We can define our constraint data as

# equality constraint
Aeq = sparse.csc_matrix([1.,1.,-1])

beq = np.array([1.])

# equality constraint
Aineq = sparse.csc_matrix(
        [[0., 1., 0.],
         [0., 0., 1.]])

bineq = np.array([2.,2.])

# SOC constraint
Asoc = -sparse.identity(3)

bsoc = np.array([0.,0.,0.])

# Clarabel constraint data
A = sparse.vstack([Aeq,Aineq,Asoc]).tocsc()
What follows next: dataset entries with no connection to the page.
PR #4905, opened 2024-05-15
fix slow tbg substitution

psychocoderHPC:
tbg is very slow on systems with many environment variables e.g. on JUWELS, the reasons are NxN substitutions.

This PR is using a more clever way to resolve tbg variables. Bash substring manipulations were used whcih solves ugly escaping issue we had in the past.

The tbg execution time goes down on Juwels from >5 minutes to 26 seconds.

fix #4409

A side effect of this PR is that #4409 got solved.

PR #4906, opened 2024-05-16
modernize `tbg`

psychocoderHPC:
- rename some variables, no need to start variables with `tooltpl` anymore since we removed a lot of our ugly `sed` magic in #4905
- use `$(command)` indtead of `'comamnd'`

### DIFF
--- a/bin/tbg
+++ b/bin/tbg
@@ -37,7 +37,7 @@ function resolve_vars
 
     while read -r data_set
     do
-        unresolved_vars=`echo "$data_set" | grep -o "\![[:alpha:]][[:alnum:]_]*"`
+        unresolved_vars=$(echo "$data_set" | grep -o "\![[:alpha:]][[:alnum:]_]*")
         unresolved_vars_old="dummy data for the first round"
         # loop until all variables are resolved, if nothing is changing because of a cyclic dependency than stop
         while [ -n  "$unresolved_vars" ] && [ "$unresolved_vars" != "$unresolved_vars_old" ]
@@ -52,7 +52,7 @@ function resolve_vars
                 fi
             done
             unresolved_vars_old="$unresolved_vars"
-            unresolved_vars=`echo "$data_set" | grep -o "\![[:alpha:]][[:alnum:]_]*"`
+            unresolved_vars=$(echo "$data_set" | grep -o "\![[:alpha:]][[:alnum:]_]*")
         done
         if [ -n  "$unresolved_vars" ] && [ "$unresolved_vars" == "$unresolved_vars_old" ] ; then
             echo "Possible cyclic dependency detected or unknown variables used!" >&2
@@ -64,7 +64,7 @@ function resolve_vars
         fi
 
         export "$data_set"
-    done < <(echo "$replace_input" | grep -v tooltpl | grep "^[[:alpha:]][[:alnum:]_]*=.*" )
+    done < <(echo "$replace_input" | grep "^[[:alpha:]][[:alnum:]_]*=.*" )
 }
 
 #######################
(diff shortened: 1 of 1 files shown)


PrometheusPi (dismissed):
Looks good to me - will test asap

psychocoderHPC:
This will give a small overview about both ways to execute an command https://www.redhat.com/sysadmin/backtick-operator-vs-parens

PrometheusPi:
If I run my test from this morning, I get a `grep` warning:
```
grep: character class syntax is [[:space:]], not [:space:]
```
and it takes longer, now 28s.

bin/tbg
```diff
@@ -208,15 +207,15 @@ function check_final
...
+    not_replaced=$(grep -o "\![[:alpha:]][[:alnum:]_]*" $final_file | sort | uniq)
+    not_replaced_cnt=$(echo $not_replaced | wc -w)
 
     if [ $not_replaced_cnt -gt 0 ] ; then
         echo "ERROR: $not_replaced_cnt variable(s) _not_ replaced from template (tpl):"
         echo $not_replaced
 
         #create an OR concated pattern
-        nrv_or=`echo $not_replaced | sed 's/[[:space:]]/|/g'`
+        nrv_or=$(echo $not_replaced | sed 's/[[:space:]]/|/g')
```
PrometheusPi, line 218: That's most likely the line causing the warning

psychocoderHPC: I fixed it. It was coming from `egrep` not sed. I do not fully understand why `[[:blank:]]` is throwing the warning.
I switched to the old-school way of defining a list of characters.

psychocoderHPC: https://github.com/ComputationalRadiationPhysics/picongpu/pull/4906/files#diff-7b05b982bf71e63ce4dd3f2fd29332ae3e3023f0357d503da6d0f011d936a155R393 is the problematic line

chillenzer:
I'm not familiar enough with the code of this to see if there are any bad things hidden under a thick layer of trivial changes. Two suggestions:
1. Splitting this into several commits might help reviewing this.
2. Most of the changes I've seen are not something anyone should be doing by hand. Should we adapt [shellcheck](https://github.com/koalaman/shellcheck). Not sure if this one also automatically applies fixes but probably something like that exists.

bin/tbg
psychocoderHPC: @PrometheusPi this is already solved in the PR

psychocoderHPC:
> 1. Splitting this into several commits might help reviewing this.

All changes are in one file splitting it now will only introduce errors.

> 2. Most of the changes I've seen are not something anyone should be doing by hand. Should we adapt [shellcheck](https://github.com/koalaman/shellcheck). Not sure if this one also automatically applies fixes but probably something like that exists.

Yes, we can do it independent of this PR.

bin/tbg
PrometheusPi: I checked that I used your (new?) version with `nrv_or=$(echo $not_replaced | sed 's/[[:space:]]/|/g')` but I still get the warning:
```
grep: character class syntax is [[:space:]], not [:space:]
```

PrometheusPi (changes requested):

bin/tbg
psychocoderHPC: offline checked: @PrometheusPi did a mistake and used the old version and not the latest PR.

PrometheusPi: Yes, I pulled something from GitHub, but not the newest version. Tested it now, and it does not show the warning anymore.

PrometheusPi (approved):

b = np.concatenate([beq,bineq,bsoc])

Clarabel expects to receive a vector of cone specifications. For the above constraints we should also define

cones = [clarabel.ZeroConeT(1),

There is no restriction on the ordering of the cones that appear in cones, nor on the number of instances of each type that appear. Your input vector b should be compatible with the sum of the cone dimensions.


Note carefully the signs in the above example. The inequality condition is $A_{ineq} x \le b_{ineq}$, which is equivalent to $A_{ineq} x + s = b_{ineq}$ with $s \ge 0$, i.e. $s$ in the Nonnegative cone. The SOC condition is $x \in \mathcal{K}_{SOC}$, or equivalently $-x + s = 0$ with $s \in \mathcal{K}_{SOC}$.

Solver Settings

Solver settings for the Clarabel's default implementation in Rust are stored in a PyDefaultSettings object and can be modified by the user. To create a settings object using all defaults you can call the constructor directly:

settings = clarabel.DefaultSettings();

If you want to disable verbose printing and set a 5 second time limit on the solver, you can then just modify the fields:

settings.verbose = True;
settings.time_limit = 5.;

The Clarabel Python interface set supports the same options as those listed in the Rust API Reference.

Making a Solver

Finally, populate the solver with problem data and solve:

solver = clarabel.DefaultSolver(P,q,A,b,cones,settings);

solution = solver.solve()


Once the solver algorithm terminates you can inspect the solution using the solution output. The primal solution will be in solution.x and the dual solution in solution.z. The outcome of the solve is specified in solution.status and will be one of the following :

Status CodeDescription
SolvedSolution found
PrimalInfeasibleProblem is primal infeasible
DualInfeasibleProblem is dual infeasible
MaxIterationsSolver halted after reaching iteration limit
MaxTimeSolver halted after reaching time limit

The total solution time is available in solution.solve_time.